**TASK TO CARRY OUT**
Please take the lines from the one holding "Yes this was" through the one holding "deck, lo and" in the data below and copy them exactly.

[PROVIDED DATA]

PR #341, opened 2018-06-28
Fixed default address of VL53L1X driver from 0x51 to 0x52 to reflect …

JGSuw:
Fixed default address of VL53L1X driver from 0x51 to 0x52 to reflect the actual default address as reported in the datasheet.

### DIFF
--- a/src/drivers/interface/vl53l1x.h
+++ b/src/drivers/interface/vl53l1x.h
@@ -39,7 +39,7 @@ extern "C"
 {
 #endif
 
-#define VL53L1X_DEFAULT_ADDRESS 0b0101001
+#define VL53L1X_DEFAULT_ADDRESS 0b01010010
 
 #define USE_I2C_2V8
 


ataffanel:
I assume this was not working?
I2C addresses are always confusing: when sent to the bus there is a 7 bit address followed by 1 bit direction. Some system use 8 bits addressed with the direction set to 0 (like the ST doc), some use the 7bit address (like the stm32 peripheral lib). This should explains the inconsistency.

JGSuw:
Thank you Arnaud,

Yes this was caused some head-scratching for a colleague and I. We didn't
get around to testing it, but rather when I learned that the VL53L1X and
VL53L0X have the same address, I checked the headers used in the z_ranger
deck, lo and behold the address was the same. A silly mistake.

By the way, would you happen to know when the multi-ranger deck will be
available? I ask because I'm working on a project right now and I would
like to use one of the VL53L1X sensors as a lateral range finder. For the
time being, I will probably just throw together an i2c mux interface board
that does the job, but I am really excited to get my hands on multi-ranger!

Regards,
Joseph Sullivan

PR #1131, opened 2022-10-07
Bigquad early access fix

victorhook:
Enabled external battery voltage measurements to be used as system votlage (useful for Big Quad deck).
Updated power state handling to support lowPower state regardless of platform and if Big Quad deck is connected.
Moved constants from source code to kbuild.


src/hal/src/pm_stm32f4.c
```diff
@@ -273,31 +285,38 @@ void pmSetChargeState(PMChargeStates chgState)
...
-  uint32_t batteryLowTime;
+  bool usbPluggedIn = pmSyslinkInfo.usbPluggedIn;
+  bool isCharging = pmSyslinkInfo.isCharging;
+  PMStates nextState;
 
-  batteryLowTime = xTaskGetTickCount() - batteryLowTimeStamp;
+  uint32_t batteryLowTime = xTaskGetTickCount() - batteryLowTimeStamp;
 
-  if (isPgood && !isCharging)
+  if (usingBigQuadDeck)
```
tobbeanton, line 294: I would like to remove this dependency and have the BiqQuaddeck driver call a function to enable this behavior instead. Something like pmIgnoreChargedState()

tobbeanton (changes requested):

victorhook:
I agree that it makes more sense to **not** have the dependency in the `pm`.
I made a new public `void pmIgnoreChargedState(bool ignore)` method in `pm` to allow other modules to ignore charging state if needed.

tobbeanton (approved):

tobbeanton:
The merge of PR #1132 might create some conflicts.

PR #1147, opened 2022-11-09
Better handling of motor power distribution

krichardsson:
This PR updates the power distribution.
 
Previously the motor power has been capped per motor if the desired thrust exceeds the maximum possible thrust. In this PR the capping has been updated to maintain the relative power of the motors and the trust of all motors are reduced equally much. The intention is to prioritize attitude over altitude to reduce the risk of flipping. 

The power distribution code has also been refactored to make it easier to understand and test.

### DIFF
--- a/src/modules/src/power_distribution_flapper.c
+++ b/src/modules/src/power_distribution_flapper.c
@@ -33,6 +33,7 @@
 #include "num.h"
 #include "autoconf.h"
 #include "config.h"
+#include "motors.h"
 
 #include "debug.h"
 #include "math.h"
@@ -104,7 +105,7 @@ int powerDistributionMotorType(uint32_t id)
 {
   int type = 1;
   if (id == idPitch || id == idYaw)
-  { 
+  {
     type = 0;
   }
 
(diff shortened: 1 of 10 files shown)


krichardsson:
@matejkarasek I have updated the power distribution a bit and thus modified the flapper power distribution file. It all looks good (in my opinion) but I have note tested on a real Flapper. The intention is that the functionality should be identical to before, would it be possible for you to take a look?
- Kristoffer

matejkarasek:
Thanks for the heads up, will try to test it and report back soon.

The new capping method, which prioritizes the attitude, could also be interesting for the Flapper :)

krichardsson:
Agree, I think it can be interesting for the Flapper as well. I did not want to change anything without checking with you first :-)

src/modules/src/power_distribution_flapper.c
```diff
@@ -142,40 +142,46 @@ bool powerDistributionTest(void)
...
+  #endif
+}
+
+void powerDistributionCap(const motors_thrust_uncapped_t* motorThrustBatCompUncapped, motors_thrust_pwm_t* motorPwm)
+{
+  #if CONFIG_POWER_DISTRIBUTION_FLAPPER_REVB
+    motorPwm->motors.m2 = limitThrust(motorThrustBatCompUncapped->motors.m2, 0, UINT16_MAX); // pitch servo
+    motorPwm->motors.m3 = limitThrust(motorThrustBatCompUncapped->motors.m3, 0, UINT16_MAX); // yaw servo
+    motorPwm->motors.m1 = limitThrust(motorThrustBatCompUncapped->motors.m1, idleThrust, UINT16_MAX); // left motor
+    motorPwm->motors.m4 = limitThrust(motorThrustBatCompUncapped->motors.m4, idleThrust, UINT16_MAX); // left motor
```
matejkarasek, line 179: copy&paste error in the comment, should be :
// right motor

matejkarasek:
So I tested this and all seems fine, thanks!

src/modules/src/power_distribution_flapper.c
krichardsson: Fixed. Thanks!

krichardsson:
Great!
Thanks @matejkarasek !

tobbeanton (approved):
Looks good and something we should have done a long time ago.

PR #1148, opened 2022-11-09
added actions to publish python bindings

knmcguire:
These are proposed actions to publish the cffirmware as a pypi package, shamelessly copied from @ataffanel's implementation on [crazyflie-link-cpp](https://github.com/bitcraze/crazyflie-link-cpp). For simulation we would like to make it easier to install the bindings so that we can implement it better into webots/crazyswarm2

This probably needs some discussion... so let's see :)

### DIFF
--- a/.github/workflows/build_bindings.yml
+++ b/.github/workflows/build_bindings.yml
@@ -1,0 +1,164 @@
+name: build bindings
+
+on:
+  push:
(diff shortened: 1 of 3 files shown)


knmcguire:
yeah... so that doesn't work 😄 I'll try locally first how to do this properly.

[/PROVIDED DATA]

**EXERCISE SOLUTION**
Yes this was caused some head-scratching for a colleague and I. We didn't
get around to testing it, but rather when I learned that the VL53L1X and
VL53L0X have the same address, I checked the headers used in the z_ranger
deck, lo and behold the address was the same. A silly mistake.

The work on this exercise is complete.